The Unicode Standard assigns a code point (a number) to each character in every supported script. A Unicode Transformation Format (UTF) is a way to encode that code point. The Unicode Standard uses the following UTFs:

  • UTF-8, which represents each code point as a sequence of one to four bytes.

  • UTF-16, which represents each code point as a sequence of one to two 16-bit integers.

  • UTF-32, which represents each code point as a 32-bit integer.

For more information about the UTFs and other encodings supported by System.Text, see Character Encoding in the .NET Framework.

The UTF32Encoding class represents a UTF-32 encoding. The encoder can use the big endian byte order (most significant byte first) or the little endian byte order (least significant byte first). For example, the Latin Capital Letter A (code point U+0041) is serialized as follows (in hexadecimal):

  • Big endian byte order: 00 00 00 41

  • Little endian byte order: 41 00 00 00

It is generally more efficient to store Unicode characters using the native byte order.
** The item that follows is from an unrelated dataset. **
Issue #790, opened 2021-06-05
Consider removing the no-op Baggage `Manager`


carlosalberto:
Likewise for the `Builder` counterpart. Other SIGs have no no-op classes for this, and we could add these back in the future if/as needed.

For example, it is better to use the little endian byte order on little endian platforms, such as Intel computers. UTF32Encoding corresponds to the Windows code pages 12000 (little endian byte order) and 12001 (big endian byte order). You can determine the "endianness" of a particular architecture by calling the BitConverter.IsLittleEndian method.

Optionally, the UTF32Encoding object provides a byte order mark (BOM), which is an array of bytes that can be prefixed to the sequence of bytes resulting from the encoding process. If the preamble contains a byte order mark (BOM), it helps the decoder determine the byte order and the transformation format or UTF of a byte array.

If the UTF32Encoding instance is configured to provide a BOM, you can retrieve it by calling the GetPreamble method; otherwise, the method returns an empty array. Note that, even if a UTF32Encoding object is configured for BOM support, you must include the BOM at the beginning of the encoded byte stream as appropriate; the encoding methods of the UTF32Encoding class do not do this automatically.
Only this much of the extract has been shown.